Troyen Brennan M.D., J.D. — a lead Harvard researcher on the two studies that were the backbone of the IOM report and the source of the negligence death numbers that scared so many — asserted in an essay in NEJM that the research of the Harvard group was weak and was being misused by the IOM. Brennan wrote:
–“I have cautioned against drawing conclusions about the numbers of deaths in these studies.”
–“The ability of identifying errors is methodologically suspect.”
–“In both studies (New York and Utah/Colorado) we agreed among ourselves about whether events should be classified as preventable…these decisions do not necessarily reflect the views of the average physician, and certainly don’t mean that all preventable adverse events were blunders.”(11)
I comment here in my paper on the adverse drug event research:
Another major segment of patient safety research relied on by the IOM in their 1999 announcement of a crisis was research on adverse drug events (ADEs), meaning undiscovered or uncorrected mistakes in prescribing and administration of medications and fluids. However, that research is frequently weak. It is clear that the ADE research dredges for numbers and exaggerates effects by including “possible” drug events and expected-and-unavoidable drug events.
The point is I don’t believe the study on patient safety in Skilled Nursing facilities anymore than I believe or trust the claims of the Institute of Medicine on national patient safety and inpatient negligence research.

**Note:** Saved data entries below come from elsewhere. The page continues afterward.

PR #6781, opened 2023-10-02
fix duplicate errors

Vadman97:

### DIFF
--- a/backend/util/tracer-graphql.go
+++ b/backend/util/tracer-graphql.go
@@ -9,6 +9,7 @@ import (
 
 	"github.com/99designs/gqlgen/graphql"
 	log "github.com/sirupsen/logrus"
+	"gopkg.in/DataDog/dd-trace-go.v1/ddtrace/tracer"
 )
 
 type Tracer struct {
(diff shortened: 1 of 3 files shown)


SpennyNDaJets (approved):
LGTM!

Just to make sure I'm understanding the changes:
1) Try to match with embeddings. If no match, create or match via classic
  a) before we were using classic before we knew if there was an embedded match
2) Update our graphql tracer to just send traces to Datadog, since these are already being reported by the SDK
3) Not sure I understand the SDK tracer changes

sdk/highlight-go/tracer.go
```diff
@@ -79,12 +73,6 @@ func (t Tracer) InterceptField(ctx context.Context, next graphql.Resolver) (inte
 // InterceptResponse instruments timing, payload size, and error information
 // of the response handler. The metric is grouped by the corresponding operation name.
 func (t Tracer) InterceptResponse(ctx context.Context, next graphql.ResponseHandler) *graphql.Response {
-	// if we don't have a highlight session in the context, no point trying to
-	// instrument since we won't be able to store the metric
-	if _, _, err := validateRequest(ctx); err != nil {
```
Vadman97, line 84: this comment is out of date, from back when we were using this code path to record session metrics. traces can be recorded for a project without a session / request id.

backend/util/tracer-graphql.go
```diff
@@ -73,17 +74,10 @@ func (t Tracer) InterceptResponse(ctx context.Context, next graphql.ResponseHand
...
+	span, ctx := tracer.StartSpanFromContext(ctx, "graphql.operation", tracer.ResourceName(opName))
+	span.SetTag("backend", t.serverType)
 	resp := next(ctx)
-	if resp != nil {
-		var errs []error
-		for _, err := range resp.Errors {
-			errs = append(errs, err)
-		}
-		span.Finish(errs...)
-	}
```
Vadman97, line 86: don't record response errors because gqlgen doesn't have a stack trace for them, and they are duplicates of the `field` errors that are reported above in `InterceptField`

backend/util/tracer-graphql.go
```diff
@@ -32,18 +33,18 @@ func (t Tracer) Validate(graphql.ExecutableSchema) error {
 }
 
 func (t Tracer) InterceptField(ctx context.Context, next graphql.Resolver) (interface{}, error) {
-	start := time.Now()
 	// taken from: https://docs.datadoghq.com/tracing/setup_overview/custom_instrumentation/go/#manually-creating-a-new-span
 	fc := graphql.GetFieldContext(ctx)
-	fieldSpan, ctx := StartSpanFromContext(ctx, "operation.field", ResourceName(fc.Field.Name))
-	fieldSpan.SetAttribute("field.type", fc.Field.Definition.Type.String())
+	fieldSpan, ctx := tracer.StartSpanFromContext(ctx, "operation.field", tracer.ResourceName(fc.Field.Name))
```
Vadman97, line 38: switch to only datadog tracing in this highlight-only util file. eventually, this file can be dropped. highlight gqlgen tracing happens via the `sdk/highlight-go/tracer.go` file

Vadman97:
that's right @SpennyNDaJets ! added a review comment to the sdk changes - tldr we can record gql traces now even without a session / request context

PR #6783, opened 2023-10-02
Fix aria kit menu z index

SpennyNDaJets:
## Summary
Had to https://github.com/highlight/highlight/pull/6762 since it caused issues with popovers rendering under the session search panel. Update the Error search panel to have a higher zIndex to match the session search panel.

Note: an alternative solution is to remove the zIndex of the session search panel, but unsure how this could break things

1) View the sessions page
2) Open the popover by search for filters
- [ ] Popover is rendered above to the side panel
- [ ] Popover is rendered above any session details
3) View the errors page
4) Open the popover by search for filters
- [ ] Popover is rendered above to the side panel
- [ ] Popover is rendered above any session details

Screenshot 2023-10-02 at 4 32 33 PM

N/A

N/A

### DIFF
--- a/frontend/src/pages/ErrorsV2/ErrorsV2.tsx
+++ b/frontend/src/pages/ErrorsV2/ErrorsV2.tsx
@@ -141,7 +141,11 @@ export default function ErrorsV2() {
 			</Helmet>
 
 			<Box cssClass={styles.container}>
-				{!isBlocked && <SearchPanel />}
+				{!isBlocked && (
+					<Box cssClass={styles.searchPanelContainer}>
+						<SearchPanel />
+					</Box>
+				)}
 
 				<div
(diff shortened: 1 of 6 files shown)


frontend/src/pages/ErrorsV2/ErrorsV2.tsx
```diff
@@ -141,7 +141,11 @@ export default function ErrorsV2() {
 			</Helmet>
 
 			<Box cssClass={styles.container}>
-				{!isBlocked && <SearchPanel />}
+				{!isBlocked && (
+					<Box cssClass={styles.searchPanelContainer}>
```
SpennyNDaJets, line 145: Change that differs from reverted PR

Vadman97 (approved):
looking great in the render.com preview

PR #6786, opened 2023-10-02
Fix gif on privacy docs

jay-khatri:


scripts/pgclirc
Vadman97, line 1: unrelated file

Vadman97 (approved):

Vadman97 (changes requested):
not working, i think because of CORS?

image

I can assure the reader that creating a crusade on patient safety was helpful to the single payer crowd that gave us Obamacare.
The method is to hire experts who declare a problem–in this case private medicine–and announce that something must be done–and they are the ones to do it.

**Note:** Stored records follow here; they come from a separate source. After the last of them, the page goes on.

PR #6805, opened 2023-10-05
ensure error embeddings partitioned table runs migration without table level lock

Vadman97:
## Summary

Ensures that partitions of `error_object_embeddings_partitioned` are attached 
[without requiring a table lock](https://www.postgresql.org/docs/current/ddl-partitioning.html#DDL-PARTITIONING-DECLARATIVE-MAINTENANCE).
Automates creating L2 distance indexes for new partitions.

Local migration with debug
```
2023/10/05 11:45:39 /home/vkorolik/work/highlight/backend/model/model.go:1595
[1.964ms] [rows:0] 
			CREATE TABLE IF NOT EXISTS error_object_embeddings_partitioned_1007
			(LIKE error_object_embeddings_partitioned INCLUDING ALL);
		

2023/10/05 11:45:39 /home/vkorolik/work/highlight/backend/model/model.go:1602
[149.305ms] [rows:0] 
			CREATE INDEX ON error_object_embeddings_partitioned_1007
			USING ivfflat (gte_large_embedding vector_l2_ops) WITH (lists = 1000);
		

2023/10/05 11:45:39 /home/vkorolik/work/highlight/backend/model/model.go:1611
[2.417ms] [rows:0] 
			ALTER TABLE error_object_embeddings_partitioned 
			ATTACH PARTITION error_object_embeddings_partitioned_1007
			FOR VALUES IN ('1007');
```

No

No

### DIFF
--- a/backend/model/model.go
+++ b/backend/model/model.go
@@ -1591,7 +1591,7 @@ func MigrateDB(ctx context.Context, DB *gorm.DB) (bool, error) {
 	DB.Raw("select split_part(relname, '_', 5) from pg_stat_all_tables where relname like 'error_object_embeddings_partitioned%' order by relid desc limit 1").Scan(&lastCreatedPart)
 
 	// Make sure partitions are created for the next 1k projects, starting with the next partition needed
-	for i := lastCreatedPart + 1; i < lastVal+1002; i++ {
+	for i := lastCreatedPart + 1; i < lastVal+1000; i++ {
 		if err := DB.Exec(fmt.Sprintf(`
 			CREATE TABLE IF NOT EXISTS error_object_embeddings_partitioned_%d 
 			PARTITION OF error_object_embeddings_partitioned
--- a/backend/model/model.go
+++ b/backend/model/model.go
@@ -1575,7 +1575,7 @@ func MigrateDB(ctx context.Context, DB *gorm.DB) (bool, error) {
 
 	if err := DB.Exec(`
 		CREATE TABLE IF NOT EXISTS error_object_embeddings_partitioned
-		(LIKE error_object_embeddings INCLUDING DEFAULTS INCLUDING IDENTITY)
+		(LIKE error_object_embeddings INCLUDING ALL)
 		PARTITION BY LIST (project_id);
 	`).Error; err != nil {
 		return false, e.Wrap(err, "Error creating error_object_embeddings_partitioned")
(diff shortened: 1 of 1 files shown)


backend/model/model.go
```diff
@@ -1590,17 +1590,38 @@ func MigrateDB(ctx context.Context, DB *gorm.DB) (bool, error) {
...
 		}
+
+		if err := DB.Exec(fmt.Sprintf(`
+			CREATE INDEX ON error_object_embeddings_partitioned_%d
+			USING ivfflat (gte_large_embedding vector_l2_ops) WITH (lists = 1000);
+		`, i)).Error; err != nil {
+			return false, e.Wrapf(err, "Error creating index error_object_embeddings for index %d", i)
+		}
+
+		// in case this partition was already attached by a previous failed migration, try detach first
```
mayberryzane, line 1610: to minimize locking on the table, would probably be better to only attach partition and ignore any "partition already attached" error

backend/model/model.go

JunkScience research on patient safety was just one element, there were many more to push single payer with the myth that centrally planned healthcare would be great and produce better, more accessible and affordable care
On that bigger issue I have also provided extended in-depth condemnation of the central planners who are devoted to the managed care model.
http://www.americanthinker.com/2010/04/the_myths_of_managing_healthca.html
And I wrote a detailed critique of the myths of managed care and modern healthcare reform strategies
www.jpands.org/jpands1504.htm
Hayek called the problem the “Fatal Conceit.”